What is Irritable Bowel Syndrome (IBS) and what are its symptoms?
For those with this condition, stomach aches and difficulty with bowel movements are a common occurrence. Some may even experience frequent watery bowels akin to diarrhoea. Some might undergo constipation or a mix of diarrhoea and constipation.
If you have IBS, your symptoms will include:
- Stomach pain and cramps (usually after meals)
- Diarrhoea and/or constipation
- Feeling full while eating
How is IBS tested and treated?
While there is no specific test for this condition, a doctor can diagnose you after discussing your symptoms and running his/her own choice of tests.
Medication is frequently used to treat this condition, although it cannot be cured completely. Counselling may also be useful in this process given that IBS can be triggered by stress and worry. Medicine that is usually prescribed includes those used to ease diarrhoea and/or constipation, antidepressants, and antispasmodics.
By your own initiative, you can also lessen your symptoms by staying away from food that could make your condition worse. These include food that induces gas, as well as dairy products for at least 2 weeks. In this process, it may be helpful to keep track of the food you eat and what causes a negative reaction in you.
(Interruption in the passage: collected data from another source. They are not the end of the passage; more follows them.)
PR #3418, opened 2024-07-24
fix: Improve timeout handling during event loop lag

ronag:
Make timeouts behave more closer that what is expected during event loop lag.

## Status

- [ ] Tested
- [ ] Documented
- [ ] Review ready
- [ ] In review
- [ ] Merge ready


lib/dispatcher/client-h1.js
```diff
@@ -182,10 +185,17 @@ class Parser {
...
         this.timeout.refresh()
+        this.timeoutDeadline = this.timeoutValue ? Date.now() + this.timeoutValue : 0
       }
     }
   }
 
+  updateTimeout () {
+    if (this.timeoutDeadline && this.timeoutDeadline < Date.now()) {
+      onParserTimeout(this)
+    }
```
ronag, line 196: This will call `Date.now()` quite often... which is not optimal performance-wise.

mcollina:
Have you got a reproduction of this? I'd like to tinker with this problem too.

ronag:
Nope. Had an 8 hour drive last night and was thinking about it. We've had a few possibly related issues here and there.

mcollina:
Yes, I'm aware, I just don't know what's the best way to solve this.

ronag:
> Yes, I'm aware, I just don't know what's the best way to solve this.

What are your thoughts on my proposal in this PR?

ronag:
I think we have 2 different problems:

- For the body and headers timeout: event loop lag can cause a false positive by including the lag in the timeout hence making the elapsed duration too long.
- For the idle timeout: event loop lag can cause a false negative by delaying the timeout detection hance making the elapsed duration too short.

i.e. basically two problems which an inverse of eachother.

metcoder95:
Just out of curiosity, even with this, it might still fall under the problem of high event loop lag, isn't it? Or I get it wrong?

ronag:
>  it might still fall under the problem of high event loop lag, isn't it? Or I get it wrong?

Not that I can think of?

QuiiBz:
👋 Hi! Is there any way we can help/contribute to push this PR forward? We (Vercel) are getting [more and more reports](https://github.com/vercel/vercel/issues/11692), which we believe are related to this specific issue.

I'm personally not super familiar with Undici's codebase, but please let me know if there is any way we can help.

ronag:
Not high on my list. If you want more urgent help feel free to mail me.

metcoder95:
@ronag are we moving on this or do you need support on this front?

ronag:
I don't have time to work on it ATM. Feel free to take over.

metcoder95:
In the issue @Uzlopak said he's working on it. If you need support or something, let me know, I can work on it later this week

It’s also important to consume fibrous foods, especially if you’re experiencing constipation. Fruits and vegetables are usually your best bet, although fibre pills and powder are also effective (however, fibre may also make your condition worse. Ensure that you cut back if this is the case). Lastly, exercise is just as crucial. By doing some exercise 3-5 days a week, this may alleviate your symptoms).
What can I expect post-treatment?
People with IBS live with it for the rest of their lives. Many find ways to reduce symptoms through diet and lifestyle changes. Before you do so, consult your doctor for recommendations and tips.